Chapter 1, Problem 1.39P

To determine

(a)

Estimate air viscosity at 500°C by the power-law.

Answer to Problem 1.39P

Air viscosity at 500°C by the power-law is $\approx 3.55E-5\frac{\text{kg}}{\text{m}\text{.s}}$

Explanation of Solution

Given:

$\mu \approx 1.80E-5Pa·s\text{ for air at }20°\text{C}$

Concept Used:

Formula used

$\mu ={\mu }_o{\left(T/T_o\right)}^n$

Calculation:

First change T from ${500}^o\text{C}$ to $\text{773}\text{K}$

for the power- law for air, $\text{n=0}\text{.7}$ and from equation.

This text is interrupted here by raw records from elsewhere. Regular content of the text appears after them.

PR #36410, opened 2020-05-13
Vector tile layer - part 9 (labeling gui)

wonder-sk:
This adds a new tab in the layer styling dock widget for vector tile layers.

The new QgsVectorTileBasicLabelingWidget class is based on the code used for QgsVectorTileBasicRendererWidget

image

## Thanks

### DIFF
--- a/src/core/vectortile/qgsvectortilebasiclabeling.cpp
+++ b/src/core/vectortile/qgsvectortilebasiclabeling.cpp
@@ -16,6 +16,7 @@
 #include "qgsvectortilebasiclabeling.h"
 
 #include "qgsexpressioncontextutils.h"
+#include "qgslogger.h"
 #include "qgsvectortilelayer.h"
 #include "qgsvectortilerenderer.h"
 #include "qgsvectortileutils.h"
@@ -151,7 +152,10 @@ QList<QgsAbstractLabelProvider *> QgsVectorTileBasicLabelProvider::subProviders(
 {
   QList<QgsAbstractLabelProvider *> lst;
   for ( QgsVectorLayerLabelProvider *subprovider : qgis::as_const( mSubProviders ) )
-    lst << subprovider;
+  {
+    if ( subprovider )  // sub-providers that failed to initialize are set to null
+      lst << subprovider;
+  }
   return lst;
 }
 
@@ -170,7 +174,11 @@ bool QgsVectorTileBasicLabelProvider::prepare( QgsRenderContext &context, QSet<Q
     QgsExpressionContextScopePopper popper( context.expressionContext(), scope );
 
     mSubProviders[i]->setFields( fields );
-    mSubProviders[i]->prepare( context, attributeNames );
+    if ( !mSubProviders[i]->prepare( context, attributeNames ) )
+    {
+      QgsDebugMsg( QStringLiteral( "Failed to prepare labeling for style index" ) + QString::number( i ) );
+      mSubProviders[i] = nullptr;
+    }
   }
   return true;
 }
@@ -196,6 +204,8 @@ void QgsVectorTileBasicLabelProvider::registerTileFeatures( const QgsVectorTileR
     filterExpression.prepare( &context.expressionContext() );
 
     QgsVectorLayerLabelProvider *subProvider = mSubProviders[i];
+    if ( !subProvider )
+      continue;  // sub-providers that failed to initialize are set to null
 
     if ( layerStyle.layerName().isEmpty() )
     {
--- a/src/gui/vectortile/qgsvectortilebasiclabelingwidget.cpp
+++ b/src/gui/vectortile/qgsvectortilebasiclabelingwidget.cpp
@@ -1,0 +1,458 @@
+/***************************************************************************
+  qgsvectortilebasiclabelingwidget.cpp
+  --------------------------------------
+  Date                 : May 2020
+  Copyright            : (C) 2020 by Martin Dobias
+  Email                : wonder dot sk at gmail dot com
+ ***************************************************************************
+ *                                                                         *
+ *   This program is free software; you can redistribute it and/or modify  *
+ *   it under the terms of the GNU General Public License as published by  *
+ *   the Free Software Foundation; either version 2 of the License, or     *
+ *   (at your option) any later version.                                   *
+ *                                                                         *
+ ***************************************************************************/
+
+#include "qgsvectortilebasiclabelingwidget.h"
+
+#include "qgsvectortilebasiclabeling.h"
+#include "qgsvectortilelayer.h"
+
+#include "qgslabelinggui.h"
+
+#include <QMenu>
+
+///@cond PRIVATE
+
+
+class QgsVectorTileBasicLabelingListModel : public QAbstractListModel
+{
+  public:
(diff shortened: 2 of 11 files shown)


src/gui/vectortile/qgsvectortilebasiclabelingwidget.cpp
```diff
@@ -0,0 +1,458 @@
...
+#include "qgslabelinggui.h"
+
+#include <QMenu>
+
+///@cond PRIVATE
+
+
+class QgsVectorTileBasicLabelingListModel : public QAbstractListModel
+{
+  public:
```
nyalldawson, line 30: Q_OBJECT

src/gui/vectortile/qgsvectortilebasiclabelingwidget.cpp
```diff
@@ -0,0 +1,458 @@
...
+  }
+  return QVariant();
+}
+
+QVariant QgsVectorTileBasicLabelingListModel::headerData( int section, Qt::Orientation orientation, int role ) const
+{
+  if ( orientation == Qt::Horizontal && role == Qt::DisplayRole && section >= 0 && section < 5 )
+  {
+    QStringList lst;
+    lst << tr( "Label" ) << tr( "Layer" ) << tr( "Min. zoom" ) << tr( "Max. zoom" ) << tr( "Filter" );
```
nyalldawson, line 132: What's our convention re capitalization in headers? I'm guessing it's Title Case, but not 100% sure....

src/gui/vectortile/qgsvectortilebasiclabelingwidget.cpp
```diff
@@ -0,0 +1,458 @@
...
+
+  QgsPalLayerSettings labelSettings = style.labelSettings();
+  if ( labelSettings.layerType == QgsWkbTypes::UnknownGeometry )
+    labelSettings.layerType = style.geometryType();
+
+  QgsSymbolWidgetContext context;
+  context.setMapCanvas( mMapCanvas );
+  context.setMessageBar( mMessageBar );
+
+  QgsVectorLayer *vectorLayer = nullptr;  // TODO: have a temporary vector layer with sub-layer's fields?
```
nyalldawson, line 382: I think you'll need this in order to get the expression context correctly setup for the labeling widget

nyalldawson (commented):
Looking good! One thing I'm unsure about is whether you'll need to specifically handle passing the suitable expression context to the widget -- this may be taken care of already by passing the canvas to it, but you'll at least need to add the correct fields to the context.

src/core/vectortile/qgsvectortilebasiclabeling.cpp
```diff
@@ -170,7 +174,11 @@ bool QgsVectorTileBasicLabelProvider::prepare( QgsRenderContext &context, QSet<Q
     QgsExpressionContextScopePopper popper( context.expressionContext(), scope );
 
     mSubProviders[i]->setFields( fields );
-    mSubProviders[i]->prepare( context, attributeNames );
+    if ( !mSubProviders[i]->prepare( context, attributeNames ) )
+    {
+      QgsDebugMsg( QStringLiteral( "Failed to prepare labeling for style index" ) + QString::number( i ) );
```
m-kuhn, line 179: Is that something to send to the message log?

src/gui/vectortile/qgsvectortilebasiclabelingwidget.cpp
wonder-sk: According to point 3 in https://docs.qgis.org/3.10/en/docs/developers_guide/hig.html it should be Title Case, but I just copied the convention from what is already being used in rule-based renderer/labeling widget. If you prefer Title Case then I guess I should also update the existing texts there (which will break translations)

src/gui/vectortile/qgsvectortilebasiclabelingwidget.cpp
wonder-sk: Yeah, I have a similar to-do item for the "basic renderer" widget, and a bunch of other bits to make the GUI more user friendly. If you don't mind I would address those things afterwards during feature freeze.

src/core/vectortile/qgsvectortilebasiclabeling.cpp
wonder-sk: I don't think so - prepare() fails e.g. if the labeling expression is invalid, which is something that happens normally while editing labeling expression...

src/gui/vectortile/qgsvectortilebasiclabelingwidget.cpp
wonder-sk: Just wondering - why add it if it is not needed here? It's a private class, there are no signals/slots, there's no qobject_cast in use...

src/core/vectortile/qgsvectortilebasiclabeling.cpp
m-kuhn: Isn't editing labeling expressions something that's done in released versions where debug messages are not visible?

src/gui/vectortile/qgsvectortilebasiclabelingwidget.cpp
nyalldawson: I've looked into this before, and advice from qt (and kdab) is that it's required regardless of whether the subclass signals or slots.

src/core/vectortile/qgsvectortilebasiclabeling.cpp
wonder-sk: Correct. This is just a message for developers, meaning that something may have gone wrong... Or maybe I am missing your point :-)

m-kuhn: Let's see if I can be more precise :)
How will "I" as someone configuring a project realize that my expression has an error did not work? I guess often this will be triggered by faulty expressions (and not by source code problems a developer needs to take care of)?

wonder-sk: Your labels won't show up - and the expression will be red in the GUI... just like with labeling of vector layers...

src/gui/vectortile/qgsvectortilebasiclabelingwidget.cpp
wonder-sk: Okay cool - fixed in 2cd15ea - I see it in the Qt docs now: "We strongly recommend the use of this macro in all subclasses of QObject regardless of whether or not they actually use signals, slots and properties, since failure to do so may lead certain functions to exhibit strange behavior."

src/core/vectortile/qgsvectortilebasiclabeling.cpp
m-kuhn: Yeath, true, that's the same amount of information as in this debug message :+1:

stev-0:
I think one enhancement to the GUI would be the ability to see what type of layer (point, line or polygon) the label has been created for - at the moment this isn't exposed in the interface so could confuse people

wonder-sk:
@stev-0 good suggestion... how to best do that? maybe to have a point/line/polygon icon by the layer name?

stev-0:
I think that would work yes. Maybe at least initially a new column with the read-only type in there, but I guess ultimately it would be good to be able to change this on the fly.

$\mu ={\mu }_o{\left(T/T_o\right)}^n\approx \left(1.80E-5\right){\left(\frac{773}{293}\right)}^{0.7}\approx 3.55E-5\frac{\text{kg}}{\text{m}\text{.s}}$

This is less than $1\%$ low.

Conclusion:

Thus, air viscosity at 500°C by the power-law is $\approx 3.55E-5\frac{\text{kg}}{\text{m}\text{.s}}$.

To determine

(b)

The air viscosity at 500°C by the Sutherland law.

Answer to Problem 1.39P

Air viscosity at 500°C by the Sutherland law $=3.52E-5\frac{\text{kg}}{\text{m}\text{.s}}$

Explanation of Solution

Given:

$\mu \approx 1.80E-5Pa·s\text{ for air at }20°\text{C}$

Concept Used:

Formula used

$\mu ={\mu }_o\left[\frac{{\left(T/T_o\right)}^{1.5}\left(T_o+S\right)}{\left(T+S\right)}\right]$

Calculation:

For the Sutherland law, for air, $S\approx 11\text{0}\text{K}$ and from eq(1.30b)

$\begin{array}{c}\mu ={\mu }_o\left[\frac{{\left(T/T_o\right)}^{1.5}\left(T_o+S\right)}{\left(T+S\right)}\right]\\ =\left(1.80E-5\right)\left[\frac{{\left(773/293\right)}^{1.5}\left(293+110\right)}{\left(773+110\right)}\right]\\ =3.52E-5\frac{\text{kg}}{\text{m}\text{.s}}\end{array}$

This is only $1.7\%$ low

Conclusion:

Thus, air viscosity at 500°C by the Sutherland law $=3.52E-5\frac{\text{kg}}{\text{m}\text{.s}}$.

To determine

(c)

The air viscosity at 500°C by the Law of Corresponding States,.

Answer to Problem 1.39P

Air viscosity at 500°C by the Law of Corresponding States $=3.5E-5\frac{\text{kg}}{\text{m}\text{.s}}$

Explanation of Solution

Given:

$\mu \approx 1.80E-5Pa·s\text{ for air at }20°\text{C}$

Concept Used:

From fig 1.5

Calculation:

Finally use fig 1.6 critical values for air from Ref. 3 are:

Air: ${\mu }_c=1.93E-5\text{Pa}\text{.s}$

$T_c=13\text{2}\text{K}$ (‘mixture’ estimates)

At $\text{773}\text{K}$, the temperature ratio is $T/T_c=773/132=5.9$ From fig 1.5read $\mu /{\mu }_c=1.8$.

Then our critical-point-correlation estimate of air viscosity is only $3\%$ low:

$\mu =1.8{\mu }_c=\left(1.8\right)\left(1.93E-5\right)=3.5E-5\frac{\text{kg}}{\text{m}\text{.s}}$

Conclusion:

Thus, air viscosity at 500°C by the Law of Corresponding States $=3.5E-5\frac{\text{kg}}{\text{m}\text{.s}}$.